Also ich hab das gamecom 780 ist Schrott geht Montag zurück an Amazon.

Kauf dir ein ansteck Micro und du hast ruhe und das was du vorhast ist einfach nur Geld Verschwendung da du das ganze für unter 10€ haben kannst mit viel besser Qualität


----------



## ChrisDeger (12. Oktober 2013)

*AW: Headset mit gutem Mikro gesucht (bis 70€ ca)*

Ansteckmikros sind der letzet Dreck, ich mags einfach nicht 
und ich setz mir das headset nicht auf, sondern habs um den hals...
warum mag keiner verstehen, dass ichs manchmal die Kopfhörer udn das Mikro brauch, aber im normallfall nur das Mikro?


----------



## Coldhardt (12. Oktober 2013)

Es gibt halt leider keine empfehlenswerten Headsets. Am ehesten noch das genannte Sibiria V2. Und wie gesagt finde ich es bequemer ein Ansteckmic am Kragen zu haben als ein ein ganzes Headset


----------



## jamie (12. Oktober 2013)

*AW: Headset mit gutem Mikro gesucht (bis 70€ ca)*



ChrisDeger schrieb:


> Ansteckmikros sind der letzet Dreck, ich mags einfach nicht
> und ich setz mir das headset nicht auf, sondern habs um den hals...
> warum mag keiner verstehen, dass ichs manchmal die Kopfhörer udn das Mikro brauch, aber im normallfall nur das Mikro?


 
Wieso sollte es besser sein, ein komplettes Headset um den Hals zu haben statt einem Ansteckmic?
Warum sträubst du dich dagegen? Da kriegste du deutlich mehr für dein Geld!


----------



## Dr_Dunkel (12. Oktober 2013)

*AW: Headset mit gutem Mikro gesucht (bis 70€ ca)*

Die QPad Headsets sollen ganz ok sein. Kannst ja mal eines von denen probieren, wenn es partout nix anderes als ein Headset sein soll. Die gehen halt bei ~90€ los. Im 1339 steckt ein Beyerdynamic MMX300, welches ein sehr gutes Headset ist, nur eben im QPad Design, aber auch ca. 30€ günstiger als das von BD.

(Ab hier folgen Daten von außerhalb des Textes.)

PR #2996, opened 2023-10-15
renderer/vulkan: Rewrite surface cache

Macdu:
The current vulkan surface cache was basically a copy-paste of the opengl surface cache, swapping opengl functions with vulkan functions.
But it had many issues related to the fact it was really complex and to the way vulkan is a lot closer to the harware:
- create two different functions for retrieving surfaces either as a framebuffer or as a texture. Make the code much more readable and easy to modify.
- Refractor the result given when retrieving textures from the surface cache so that a whole new Image field does not have to be created when all we want is a different view
- The sampler state is different compared to the texture state in Vulkan. So create a separate sampler cache for it. This avoids duplication of textures if the only thing which changes is the filter or lod parameter. This will also be needed for my next PR.
- Rewrite the way removing the least recently used texture is done (using a vector is pretty bad for it, even if the cache is small).
- A few other fixes here and there I did while rewriting the cache.

This shouldn't do much on its own (maybe reduce memory usage as it avoids some texture duplication (and a lot of sampler duplication but that shouldn't matter) but is needed for future improvements.

### DIFF
--- a/vita3k/util/include/util/containers.h
+++ b/vita3k/util/include/util/containers.h
@@ -1,0 +1,99 @@
+// Vita3K emulator project
+// Copyright (C) 2023 Vita3K team
+//
+// This program is free software; you can redistribute it and/or modify
+// it under the terms of the GNU General Public License as published by
+// the Free Software Foundation; either version 2 of the License, or
+// (at your option) any later version.
+//
+// This program is distributed in the hope that it will be useful,
+// but WITHOUT ANY WARRANTY; without even the implied warranty of
+// MERCHANTABILITY or FITNESS FOR A PARTICULAR PURPOSE.  See the
+// GNU General Public License for more details.
+//
+// You should have received a copy of the GNU General Public License along
+// with this program; if not, write to the Free Software Foundation, Inc.,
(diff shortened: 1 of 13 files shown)


Zangetsu38 (approved):

vita3k/util/include/util/containers.h
```diff
@@ -0,0 +1,99 @@
...
+    // get the least recently used element
+    T *get_lru() const {
+        // it is at the end of the list (so before the first one)
+        return &head->prev->content;
+    }
+
+    // set an element as the most recently used
+    void set_as_mru(T *ptr) {
+        // get the item from a pointer to its content
+        // removed the sizeof to avoid compilation warnings
```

Nichtsdestotrotz kostet ein etwa vergleichbarer Kopfhörer nur die Hälfte, da lohnt sich m.E. auch ein bisschen Wartezeit auf das ModMic.


----------



## SilentMan22 (12. Oktober 2013)

*AW: Headset mit gutem Mikro gesucht (bis 70€ ca)*



Dr_Dunkel schrieb:


> Die QPad Headsets sollen ganz ok sein. Kannst ja mal eines von denen probieren, wenn es partout nix anderes als ein Headset sein soll. Die gehen halt bei ~90€ los. Im 1339 steckt ein Beyerdynamic MMX300, welches ein sehr gutes Headset ist, nur eben im QPad Design, aber auch ca. 30€ günstiger als das von BD.
> 
> Nichtsdestotrotz kostet ein etwa vergleichbarer Kopfhörer nur die Hälfte, da lohnt sich m.E. auch ein bisschen Wartezeit auf das ModMic.


 
Weiß jemand noch mehr über dei Dinger? In Bezug auf (Ton)Qualität... Wenn nicht, hole ich mir mal das Steelseries Siberia v2 zum testen.


----------



## ChrisDeger (12. Oktober 2013)

*AW: Headset mit gutem Mikro gesucht (bis 70€ ca)*



Coldhardt schrieb:


> Du kannst in Windows einfach das Aufnahme-bzw. Wiedergabegerät auswählen. Wobei es wahrscheinlich ein Vielfaches bequemer ist einfach das Zalman Mic an den Halskragen zu klemmen


 
und das funzt sicher?


----------



## Thallassa (12. Oktober 2013)

*AW: Headset mit gutem Mikro gesucht (bis 70€ ca)*



ChrisDeger schrieb:


> und das funzt sicher?


 
Ja
Notfalls kannst du auch eine Webcam kaufen wenn du keine hast und deren Mikro benutzen. Funktioniert auch super und ne Webcam ist nie unpraktisch. Da tut's auch ne günstige.



SilentMan22 schrieb:


> Weiß jemand noch mehr über dei Dinger? In  Bezug auf (Ton)Qualität... Wenn nicht, hole ich mir mal das Steelseries  Siberia v2 zum testen.


 
Die Qpad sind dem Steelseries Siberia überlegen - in der Verarbeitungsqualität sind allerdings beide Totalschrott.
Ehrlich, wozu ein Headset kaufen, wenn man für weniger Geld besseren Klang bekommt und dan Kopfhörer mit austauschbarem Kabel einfach das Kabel des Kopfhörers rausrupft und sich ein Reloop RHM-10 Kopfhörer-Mikrofon für Reloop RHP-10 Serie / Kopfhörer mit 3,5mm Klinke Eingang: Amazon.de: Musikinstrumente in die, logischerweise nun freie, Klinkenbuchse des Kopfhörers stopft?


----------



## Dr_Dunkel (12. Oktober 2013)

*AW: Headset mit gutem Mikro gesucht (bis 70€ ca)*



SilentMan22 schrieb:


> Weiß jemand noch mehr über dei Dinger? In Bezug auf (Ton)Qualität... Wenn nicht, hole ich mir mal das Steelseries Siberia v2 zum testen.


 
Naja, die werden sicherlich besser als die ganzen Creative Headsets sein, zum Beispiel. Letztens gab es auch mal einen Test dazu in einer PCGH Ausgabe, sowohl zu den günstigen als auch teureren Modellen. Die schnitten recht gut ab eigentlich. Ich bin nur nicht zuhause, sonst würde ich gerade mal schauen. 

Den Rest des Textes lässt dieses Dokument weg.